來來往往的人擦肩而過,很多事親人朋友來接,說說笑笑的聲音混雜在一起。
柏油路上停着出租車隊,緩緩前行。
林溫年沒得挑,選了輛車身看起來幹淨的,擡手示意司機打開後備箱。
“去哪?”司機是個中年男人,聲音渾濁,好在車裡沒什麼味道,車窗開着,夜晚的風順着那條縫吹進來。
林溫年正在系安全帶,聞言點亮手機給司機看。
總公司建設資金相對較多,地段在市中心的一家寫字樓裡,而宿舍隻和工作室隔了兩條街。
南華市近幾年迅速發展,尤其是南林路,高樓大廈林立,閃着彩色的光,路邊種着樹,被夜風吹得沙沙響。即使到了晚上,路上的車沒有減少,接近目的地時堵了會兒。
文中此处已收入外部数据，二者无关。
PR #406, opened 2017-01-20
Move state transitions diagram into a note

### LINKED ISSUE #342: Is section 3.4 informative or normative?
Section 3.4 doesn't say whether it's informative or normative.  That means that presumably it's normative, but it's not clear to me what the normative content of it is....

I _assume_ this section is meant to be informative and should be annotated as such.

domenic:
Closes #342.

### DIFF
--- a/index.html
+++ b/index.html
@@ -766,17 +766,6 @@
           </li>
         </ol>
       </section>
-      <section>
-        <h2 id="state-transitions" class="informative">
-          State transitions
-        </h2>
-        <p>
-          The internal slot <a>[[\state]]</a> follows the following state
-          transitions:
-        </p><img alt=
-        "Transition diagram for internal slot state of a PaymentRequest object"
-        src="images/state-transitions.svg" width="518" height="125">
-      </section>
       <section data-dfn-for="PaymentRequest" data-link-for="PaymentRequest">
         <h2>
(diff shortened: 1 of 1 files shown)


index.html
```diff
@@ -881,6 +870,14 @@ <h2 id="state-transitions" class="informative">
             </td>
           </tr>
         </table>
+        <div class="note" id="state-transitions">
+          <p>
+            The internal slot <a>[[\state]]</a> transitions between its various
+            potential values as follows:
+          </p><img alt=
```
marcoscaceres, line 877: Why not use a figure/figcaption here? All the alt info seems valuable to everyone.

marcoscaceres (changes requested):
@domenic, let me know if you want me to do this (add figure/figcaption). I don't mind.

index.html
domenic: It's strictly redundant with the image, describing the exact same information.

domenic: If you think we should repeat it, then we need to do `alt=""` since then the image is redundant.

marcoscaceres: yeah, the alt is redundant... don't want to repeat it. Sorry for not being clear.

marcoscaceres (approved):
I'll add fig caption if/when I do another pass of at fixing the markup.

林溫年在看接待員很早發來的宿舍環境,還沒看完,就聽司機說到了。
馬路正對面大門上貼着幾個字,像小區名,裝潢大氣,門口有個保安亭。
林溫年付好錢,推着行李箱停在玻璃窗口。
保安大約四十多歲,擡頭看見生面孔,想到下午有人交代的話:“林溫年?”
“是我。”林溫年穿着駝色大衣,露出白皙的脖頸,頭發束得随意,被風吹得微微揚起。
他穿衣風格和大部分男生不同,濃墨重彩的長相在夜色裡也很惹眼。
保安多看了幾眼,伸手:“身份證。”
确認過後,保安把提前辦好的身份卡遞出去:“可别弄丢了,沒了卡進出麻煩,補辦流程複雜,沒個十天半個月下不來。”
“好。”林溫年接過,溫聲道:“謝謝。”
他剛沒看太多,進了宿舍大緻環視一圈,覺得環境還不錯,基本和圖片吻合。
兩張床,中間隔着一段距離,獨衛、空調、小陽台,還有兩個書桌。
對于他來說,足夠。
隻是沒有和人合租的經曆,高中大學,也沒住過宿,不知道能不能适應。
坐了一天車林溫年幾乎沒吃飯,這會兒胃有點難受,不清楚周圍情況,随便點了個外賣。
兩地距離遠,氣候差異大,連口味也差到十萬八千裡之外。
北城人喜歡吃辣,南林市口味平淡,中辣也沒什麼感覺。
林溫年吃完平淡一餐,開始收拾行李,剛拿出一件衣服,“咔哒”一聲,門被推開,穿着格子外套的男人走進來。
應該是另個室友。
男人關好門才擡眼看到他,目光掃過他臉的時候,頓了頓說:“來了。”
他走到床邊坐下,手肘搭着膝蓋,上下打量林溫年,嘴角勾起很自然地詢問:“路上累不累?”
剛見面,不知道彼此的名字,這話太過自來熟,林溫年保持着距離,說了個中規中矩的還好,轉移話題:“怎麼稱呼?”